History has seen talented artists like Da Vinci, Van Gogh, and Picasso. But how are lesser artists meant to measure up? Especially if the world has seen only one of their paintings?
Johannes Gumpp was an Austrian painter who, in 1646, painted his own self-portrait. There are no other noteworthy works by him. There seem to be no other works by him at all. For some reason, his self-portrait is the only proof of his career.
The reason it is so remarkable is because of how different it is: not just in its aesthetic, but in its content.
Aesthetically, it’s shocking — the self-portrait contains three heads. Content-wise, there are profound observations to be made.
In order to create a self-portrait, an artist needs to see himself. In order to see himself, he needs a mirror. Artisans in Venice perfected the method of making glass mirrors in the previous century, meaning that by Gumpp’s time, he’d have had access to a perfectly detailed reflection of himself. There are two questions that concern this mirror, however.

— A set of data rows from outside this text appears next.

PR #502, opened 2024-11-18
Refactor RHP rate limiting

n8maninger:
Refactors RHP rate limiting to support the new RHP4 listener. Broken out of #490


rhp/listener.go
```diff
@@ -0,0 +1,116 @@
...
+// Listen returns a new listener with optional rate limiting and monitoring.
+func Listen(network, address string, opts ...Option) (net.Listener, error) {
+	l, err := net.Listen(network, address)
+	if err != nil {
+		return nil, err
+	}
+
+	rhp := &rhpListener{
+		l:            l,
+		readLimiter:  rate.NewLimiter(rate.Inf, 0),
```
peterjan, line 108: `nit` could add an extra constructor that returns a `NoOpLimiter` (or `rate.NoLimit()`)

rhp/v2/rpc_test.go
```diff
@@ -59,12 +59,14 @@ func TestSettings(t *testing.T) {
...
 	defer l.Close()
 
-	sh, err := rhp2.NewSessionHandler(l, hostKey, "localhost:9983", node.Chain, node.Syncer, node.Wallet, node.Contracts, node.Settings, node.Volumes, rhp2.WithLog(log))
+	sh, err := rhp2.NewSessionHandler(l, hostKey, "localhost:9983", node.Chain, node.Syncer, node.Wallet, node.Contracts, node.Settings, node.Volumes, log)
 	if err != nil {
 		t.Fatal(err)
 	}
 	defer sh.Close()
 	go sh.Serve()
+	defer sh.Close()
```
peterjan, line 68: copy pasta

rhp/v2/rhp.go
```diff
@@ -287,7 +269,7 @@ func (sh *SessionHandler) LocalAddr() string {
 }
 
 // NewSessionHandler creates a new RHP2 SessionHandler
-func NewSessionHandler(l net.Listener, hostKey types.PrivateKey, rhp3Addr string, cm ChainManager, s Syncer, wallet Wallet, contracts ContractManager, settings SettingsReporter, storage StorageManager, opts ...SessionHandlerOption) (*SessionHandler, error) {
+func NewSessionHandler(l net.Listener, hostKey types.PrivateKey, rhp3Addr string, cm ChainManager, s Syncer, wallet Wallet, contracts ContractManager, settings SettingsReporter, storage StorageManager, log *zap.Logger) (*SessionHandler, error) {
```
peterjan, line 272: Now that options are gone you could ask for the siamux port directly in the parameters and get rid of the error. The `NewSessionHandler` in rhp3 never returns an error so we could also remove it there. Bit of a nit but worth it in my opinion because you make it very clear why an RHP2 session handler needs the RHP3 address and you simplify the setup a bit.

rhp/listener.go
ChrisSchinnerl: `rate` is an external package (https://pkg.go.dev/golang.org/x/time/rate)

rhp/listener.go
```diff
@@ -0,0 +1,116 @@
...
+		net.Conn
+
+		monitor DataMonitor
+	}
+
+	rhpListener struct {
+		l net.Listener
+
+		readLimiter  *rate.Limiter
+		writeLimiter *rate.Limiter
```
ChrisSchinnerl, line 35: Seems like you are setting these fields but not using them?

rhp/v2/rhp.go
n8maninger: Done in #504

cmd/hostd/run.go
```diff
@@ -126,6 +126,37 @@ func startLocalhostListener(listenAddr string, log *zap.Logger) (l net.Listener,
...
+		return 0, fmt.Errorf("failed to split port: %w", err)
+	}
+	port, err := strconv.ParseUint(portStr, 10, 16)
+	if err != nil {
+		return 0, fmt.Errorf("failed to parse port: %w", err)
+	}
+	return uint16(port), nil
+}
+
+func normalizeAddress(addr string) (string, error) {
```
n8maninger, line 146: 🤢

n8maninger: Kind of sad, but a relatively straightforward way to solve the issue with the circular dependency on the RHP3 port, settings manager, and bandwidth limiters.

Open to ideas

peterjan (approved):
LGTM 👍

Firstly, how did he afford it? At the end of the 1600s, mirrors were such expensive luxuries that the Countess de Fiesque allegedly traded an entire farm for just one.
Secondly, why did he include the mirror itself in the painting? Usually, when working on a self-portrait, an artist looks into the mirror and paints what he sees: himself and the surrounding still life. Until modern times when the technique was made popular by artists like Norman Rockwell, it was rare if not unheard of to paint the actual mirror itself into the work of art.

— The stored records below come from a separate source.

PR #504, opened 2024-11-18
Move settings and price table into config manager

n8maninger:
Refactors RHP2 and RHP3 settings and price tables to be generated in the config manager instead of in the RHP session handler to be consistent with RHP4. Also happens to remove the annoyance of passing in the RHP3 address into the RHP2 handler. 

Broken out of #490.


peterjan (approved):
LGTM 👍 neat cleanup

ChrisSchinnerl (approved):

Gumpp’s curious style doesn’t end there, though. The face of the artist in the painting is not visible as his back is turned. Next to his body, Gumpp didn’t just paint the mirror he had looked into for the sake of creating his self-portrait, but he painted the self-portrait itself! His face is duplicated in both the painting’s mirror and the painting’s canvas. In total, there are three Gumpps.

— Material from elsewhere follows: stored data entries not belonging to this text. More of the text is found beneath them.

PR #508, opened 2024-11-19
Fix missing version variable in commit message

n8maninger:


knope.toml
```diff
@@ -20,6 +22,7 @@ type = "PrepareRelease"
 [[workflows.steps]]
 type = "Command"
 command = "git commit -m \"chore: prepare release $version\""
+variables = { "$version" = "Version" }
```
ChrisSchinnerl, line 25: A few lines below this there is 
```
[workflows.steps.variables]
"$version" = "Version"
```

Is that redundant now?

ChrisSchinnerl (commented):
Please open a PR on renterd where you add the same changes after merging this to keep things consistent.

knope.toml
n8maninger: Seems like it’s necessary on each line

Interest in the self-portrait doesn’t end with its visual analysis. When considering Gumpp’s threesome, question arise about the number’s significance. Was he considering his youth, his adult life, and old age? Was he drawing parallels to the Holy Trinity?
Even more interesting is that below each of his faces are two animals: a cat, positioned below the mirror, and a dog, positioned below the painting. There are three Gumpps in the self-portrait and there are three living beings in the self-portrait. While Gumpp’s two faces seem serene and unemotional, the two animals are clearly agitated, warring with each other. Could there be any significance behind these representations?
Yet another question that arises is: where are they looking? Rather, why are they looking in those directions? It is obvious that the Gumpp in the mirror is looking back at the faceless body of the artist. What’s not so obvious is where the Gumpp on the canvas is looking. To hazard a guess, it seems like Gummp’s face on the canvas is looking out of the painting, out of the self-portrait, and at the viewer. Why is the portrait looking ahead? Why not the artist?
Unfortunately, these are questions that will never be answered and mystery will forever surround the painter and his self-portrait.
Born in Innsbruck in 1626, Gumpp was the son of an architect. The whole family was employed in the arts for centuries. That’s all that’s known about the family, though. There’s no proof of how he made a living, nor where his life’s work may have gone. All that’s known is that he created this singular piece that still amuses and confounds historians and art appreciators alike.